Although there were 58 147 gene nodes, spanning five species, in this new network, our task was still to rank the 13 604 gene nodes in Drosophila for their relatedness to a specific developmental gene set; genes from the other species were included in the network only to improve accuracy. For this reason, we calculated the stage one ‘baseline’ probabilities by defining the restart set as only the fruit fly genes and therefore identifying the relevance of the features nodes with respect to the network and the Drosophila genes. This careful construction of the baseline ranking prevents features like the ‘ChIP’ nodes that are Drosophila specific from always being selected as relevant features for the second stage simply because they are only connected to genes from the same species as the query genes. Apart from this modification, the two-stage RWR ranking algorithm and its evaluations were run on the ‘5 Insect’ network in the same manner as the Drosophila network discussed above. Because of the increased size of the data, number of iterations required to converge and computational demands to perform the algorithm on the ‘5 Insect’ network, we focused on only 12 of the 92 expression domains (Supplementary Table S13).
The average AUROC value for the stage 2 query rankings using the ‘5 Insect’ heterogeneous network was higher (0.752) than the corresponding value on the Drosophila only heterogeneous network (0.728) (Fig. 4 and Supplementary Table S14).
As before, the stage 2 rankings in the ‘5 Insect’ heterogeneous network were also better than the stage 1 rankings.

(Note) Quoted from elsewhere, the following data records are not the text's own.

PR #1967, opened 2026-04-11
input-capture: Add CreateSession missing deprecation annotation

tytan652:
CreateSession was deprecated but the portal interface did not get the annotation.

I don't think there is a point to add one in the impl.


Sodivad:
> I don't think there is a point to add one in the impl.

Agree.

Sodivad (approved):

PR #1973, opened 2026-04-16
tests: Make XdpAppInfo types dataclass subclasses

swick:
```
This has a few benefits:

* We can construct them at pytest test collection time
* All the fields are clearly spelled out
* We can do a single initialize call to create all the runtime things the app info needs
```

Something I wanted to do for some time now, and will be useful for the Entitlement tests for example.

### DIFF
--- a/tests/conftest.py
+++ b/tests/conftest.py
@@ -4,7 +4,7 @@
 
 import tests.xdp_utils as xdp
 
-from typing import Any, Dict, Iterator, Optional, assert_never
+from typing import Any, Dict, Iterator, Optional
 from types import ModuleType
 
 import pytest
@@ -37,6 +37,12 @@ def pytest_sessionfinish(session, exitstatus):
     # tests were skipped
     if exitstatus == pytest.ExitCode.NO_TESTS_COLLECTED:
         session.exitstatus = 77
+
+
+def pytest_make_parametrize_id(config, val):
+    if isinstance(val, xdp.AppInfo):
+        return val.__class__.__name__
+    return None
 
 
 def ensure_environment_set() -> None:
@@ -117,11 +123,11 @@ def create_test_dirs(umockdev: Optional[UMockdev.Testbed]) -> Iterator[None]:
 
 
 @pytest.fixture
-def xdp_mocked_executables(xdp_app_info: xdp.AppInfo) -> list[xdp.ExecutableMock]:
+def xdp_mocked_executables(xdp_app_info_init: xdp.AppInfo) -> list[xdp.ExecutableMock]:
     exe = None
-    if xdp_app_info.kind == xdp.AppInfoKind.FLATPAK:
+    if isinstance(xdp_app_info_init, xdp.AppInfoFlatpak):
         exe = "flatpak"
-    elif xdp_app_info.kind == xdp.AppInfoKind.SNAP:
+    elif isinstance(xdp_app_info_init, xdp.AppInfoSnap):
         exe = "snap"
     else:
         return []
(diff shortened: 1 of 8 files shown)


swick:
ping @whot

tests/conftest.py
```diff
@@ -117,11 +123,11 @@ def create_test_dirs(umockdev: Optional[UMockdev.Testbed]) -> Iterator[None]:
...
 
 @pytest.fixture
-def xdp_mocked_executables(xdp_app_info: xdp.AppInfo) -> list[xdp.ExecutableMock]:
+def xdp_mocked_executables(xdp_app_info_init: xdp.AppInfo) -> list[xdp.ExecutableMock]:
     exe = None
-    if xdp_app_info.kind == xdp.AppInfoKind.FLATPAK:
+    if type(xdp_app_info_init) is xdp.AppInfoFlatpak:
         exe = "flatpak"
-    elif xdp_app_info.kind == xdp.AppInfoKind.SNAP:
+    elif type(xdp_app_info_init) is xdp.AppInfoSnap:
```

The improvement upon incorporating additional species was in addition to the improvement we observed with heterogeneous over homogenous networks. The ‘5 Insect’ network contains many additional nodes and edges that do not directly relate to the fruit fly genes being ranked. However, the advantage of the network approach is that many indirect connections contribute meaningfully to the rankings. We speculate that the ‘5 Insect’ network provides more accurate ranking of fruit fly genes because more meaningful ‘motif’ or ‘prot_domain’ features are conserved across orthologous genes in multiple species and form dense subnetworks within the ‘5 Insect’ heterogeneous network.
To create the query-specific subnetwork for the second stage RWR, our method identifies the set of feature nodes that are the most relevant to the query gene set. If there are k feature types, it selects 50k feature nodes to be included in the subnetwork. Of the 150 feature nodes (k=3) selected from our heterogeneous Drosophila network as being relevant to a specific query gene set, on average, 6 were ‘motif’ nodes, 107 were ‘prot_domain’ nodes and 38 were ‘ChIP’ nodes. This reflected a strong enrichment for ChIP feature nodes, which only account for 2% of all feature nodes. This enrichment is not surprising given that the ChIP features were derived from experiments performed in the same developmental stages as query gene sets. This was a crude confirmation that our feature selection procedure is selecting query-relevant features. Some ChIP feature nodes were selected for many (>65) of the 92 different query gene sets. These nodes corresponded to the DNA-binding of pioneer factors TRL and VFL or important developmental regulators, such as TWI, HB and EVE. At the level of protein domains, the zinc-finger, homeobox and helix–loop–helix DNA-binding domains appeared as selected features for more than 50 of the 92 expression domains. These were the most common DNA-binding protein domains, and their appearance on the list of most relevant features is consistent with the understanding that transcription factors are a key component of gene expression control during development.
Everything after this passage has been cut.